Чтобы он избежал перечисления всех европейских народов, я показал знаком, что все равно ничего не знаю, и напомнил об ударе по затылку. Однако он от попытки меня идентифицировать не отказался и решил хотя бы для себя:
— Скорее всего, ты поляк, из корпуса князя Понятовского. Офицер?
Я, как и прежде показал, что не знаю. И здесь он оказался верен себе, все решил сам.
— Думаю, ты никак не ниже капитана.
Мне осталось только согласно кивнуть.
— А лечить можешь только голову или и другие раны? Что, тоже не помнишь? Ну, ничего, потом проверим.
Я показал на убитых и знаком спросил, что с ними делать. Сержант сразу перестал улыбаться и посмотрел на тела с плохо скрытым презрением.
— Они хотели тебя ограбить, а меня убить, — объяснил он. — Меня, старшего по званию! И это солдаты Великой армии!
Эта мысль так его расстроила, что он опять дотронулся рукой до лба. Потом взял себя в руки и решил:
— Заберем их ружья, чтобы не достались русским, — добавил он.
В это момент я подумал, что, кажется, я и есть тот русский, которым они не должны достаться и невольно улыбнулся. Сержант улыбку не заметил, он в это время обшаривал карманы убитых. Быстро отыскал кожаные мешочки с деньгами.
— Им они все равно больше не понадобятся, — смущенно усмехнувшись, объяснил он, опуская их к себе в карман, — а мы с тобой разделим поровну.
Встретив мой недоумевающий взгляд, француз решил, что я ему не очень верю, и решил поделить деньги здесь же на месте. Меня же в тот момент деньги интересовали совсем по другой причине. Я подумал, что по монетам смогу хотя бы понять, где нахожусь. Сержант высыпал содержимое кошельков в кивер. Горка из монет получилась внушительной. В основном там оказались серебряные монеты, но было много и золотых. Он быстро сосчитал деньги и действительно поровну их разделил. Я взял мешочек со своей долей и выудил из него золотую монету. Она оказалась довольно тяжелой, явно больше десяти граммов. На ней был портрет длинноносого человека, и надпись латинскими буквами «Наполеон император», а на реверсе «Республика Франция» и дата 1806 год.
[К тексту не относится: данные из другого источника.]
PR #3424, opened 2015-10-13
Fix Bug 1210426, adds press inquiry page

schalkneethling:
@jpetto @pmclanahan r?

### DIFF
--- a/bedrock/press/forms.py
+++ b/bedrock/press/forms.py
@@ -15,6 +15,70 @@ from bedrock.mozorg.forms import (DateInput, EmailInput, HoneyPotWidget,
 SPEAKER_REQUEST_FILE_SIZE_LIMIT = 5242880  # 5MB
 
 
+class PressInquiryForm(forms.Form):
+    jobtitle = forms.CharField(
+        required=True,
+        widget=forms.TextInput(
+            attrs={
+                'class': 'required',
+                'required': 'required',
+                'aria-required': 'true'
+            }
+        )
+    )
+    name = forms.CharField(
+        required=True,
+        widget=forms.TextInput(
+            attrs={
+                'class': 'required',
+                'required': 'required',
+                'aria-required': 'true'
+            }
+        )
+    )
+    media_org = forms.CharField(
+        required=True,
+        widget=forms.TextInput(
+            attrs={
+                'class': 'required',
+                'required': 'required',
+                'aria-required': 'true'
+            }
+        )
+    )
+    inquiry = forms.CharField(
+        required=True,
+        widget=forms.Textarea(
+            attrs={
+                'class': 'required',
+                'required': 'required',
+                'aria-required': 'true'
+            }
+        )
+    )
+    deadline = forms.CharField(
+        required=True,
+        widget=DateInput(
+            attrs={
+                'class': 'required',
+                'required': 'required',
+                'aria-required': 'true'
+            }
+        )
+    )
+
+    # honeypot
+    office_fax = forms.CharField(widget=HoneyPotWidget, required=False)
+
+    def clean_office_fax(self):
+        cleaned_data = super(PressInquiryForm, self).clean()
+        honeypot = cleaned_data.pop('office_fax', None)
+
+        if honeypot:
+            raise forms.ValidationError(
+                _('Your submission could not be processed'))
+
+
 class SpeakerRequestForm(forms.Form):
     # event fields
     sr_event_name = forms.CharField(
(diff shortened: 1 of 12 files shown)


bedrock/press/templates/press/press-inquiry.html
```diff
@@ -0,0 +1,103 @@
...
+
+      <form name="mozilla-contact-us" id="press_inquiry" class="press-inquiry" action="{{ url('press.press-inquiry') }}" method="post">
+
+        {{ csrf() }}
+
+        <fieldset>
+          <div class="field required">
+            <label for="id_jobtitle">{{ _('Job Title') }}</label>
+            {% if form.jobtitle.errors %}
+              <p class="error-msg"> - {{_('Please enter your job title.')}}</p>
```
jpetto: Looks like an errant ` - ` in this tag.

bedrock/press/templates/press/includes/resources.html
```diff
@@ -0,0 +1,16 @@
+<aside class="sidebar">
+  {#
+    This list should likely be factored out to an include when all press pages
+    have been ported to bedrock.
+  #}
```
jpetto: Can probably drop this comment now, eh? :grin:

bedrock/press/forms.py
```diff
@@ -15,6 +15,70 @@
...
+            attrs={
+                'class': 'required',
+                'required': 'required',
+                'aria-required': 'true'
+            }
+        )
+    )
+    deadline = forms.CharField(
+        required=True,
+        widget=forms.DateInput(
```
jpetto: Could get a `type="date"` rendered if you use our custom `DateInput` widget here. (Just `widget=DateInput` instead of `widget=forms.DateInput`.)

bedrock/press/templates/press/press-inquiry.html
```diff
@@ -0,0 +1,103 @@
...
+    <div class="main-column">
+    {% if not form_success %}
+
+      {% if form.errors %}
+        <div class="tooltip">
+          {{ _('An error has occurred with your submission. Please review your information below and try again.') }}
+        </div>
+      {% endif %}
+
+      <form name="mozilla-contact-us" id="press_inquiry" class="press-inquiry" action="{{ url('press.press-inquiry') }}" method="post">
```
jpetto: Just happened to notice the `<body>` id and this form's id are identical.

media/css/press/press.less
```diff
@@ -88,6 +88,16 @@ fieldset {
     }
 }
 
+.press-inquiry {
+    .error-msg {
+        background-color: #aa1401;
```
jpetto: Small nit - unnecessary nesting.

media/css/press/press-ie.less
```diff
@@ -0,0 +1,4 @@
+.tooltip {
+    margin-bottom: 20px;
+    max-width: 75%;
+}
```
jpetto: So the tooltip seems to overlap the following field label a bit in modern browsers as well. This is in dev edition:

screen shot 2015-10-13 at 4 13 40 pm

Looks like instead of making an IE specific CSS file & bundle, we could just move these rules into the main `press.less`? Or add a bit of top margin to `form.press-inquiry` (since that selector already exists)?

jpetto:
Reminder to add a link to this page from new `/contact/` page (coming in #3412). May need to add the link in that PR, depending on which lands first.

bedrock/press/templates/press/press-inquiry.html
schalkneethling: Yes, I was going to have it inline but then decided against it. So this is no longer relevant.

bedrock/press/templates/press/includes/resources.html
schalkneethling: Ha! indeed

bedrock/press/templates/press/press-inquiry.html
schalkneethling: Seeing I do not actually use it for anything, I am just removing it.  Nice catch

media/css/press/press-ie.less
schalkneethling: I completely forgot about `novalidate` attribute to have these browsers skip validation and thus, did not test it :-/ Me :disappointed:

jpetto:
Looking good to me! I feel confident in the Python bits, as they're well tested and based on the existing speaker request form. r+ :candy: 

Only thing left is to squash, and then add a link to this page from the new `/contact/` page (from #3412), which could be done here or there, depending on which we want to land first.

pmclanahan:
> I feel confident in the Python bits, as they're well tested and based on the existing speaker request form. r+ :candy:

Agreed with Jon. Nice work Schalk!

Я попытался вспомнить, кто такой Наполеон и какое отношение я могу иметь к Французской республике 1806 года. Что-то в этих словах было мне знакомо, но пока они в общее понятие не складывались и я на время оставил попытки.
— Император! — с благоговением в голосе, сказал сержант, увидев, что я надолго задержал взгляд на портрете Наполеона. — Генерал Бонапарт! Я с ним воюю с самого Аустерлица. Сколько раз видел его так же близко как тебя! — теперь, когда у него перестала болеть голова, говорил он быстро, напористо даже казалось с наслаждением очень словоохотливого человека. — Ну что, пошли? — перескочил он с темы императора на текущие дела. — А то от своих отстанем, а мне еще нужно будет успеть доложить субалтерн-офицеру о попытке бунта и дезертирства. Меня зовут сержант Жан-Пьер Ренье, 106 линейный полк, а ты? Ну, да я забыл. Знаешь что, давай мы и тебе придумаем имя, ну, чтобы не было никаких разговоров. Знаешь, кем ты будешь, — он задумался, покопался в памяти, потом уверенно предложил, — ты будешь Сигизмундом Потоцким. У меня был такой лейтенант Сигизмунд Потоцкий. Запомнишь?
Я кивнул.
— Или хочешь назваться капитаном? Нет?
Я отрицательно покачал головой.
— Скажу, что давно тебя знаю. Знаешь, как тебя ранили? Ты во время нападения казаков упал с лошади, ударился головой и потерял память. Лучше так, а то еще обвинят в дезертирстве, — не умолкая болтал он, наверное наверстывал упущенное.
Меня такое предложение вполне устроило. Лучше быть хоть кем-то, чем неизвестно кем. Я опять согласно кивнул. Потом мы поделили ружья, и пошли в ту же сторону, куда меня недавно несли вперед ногами.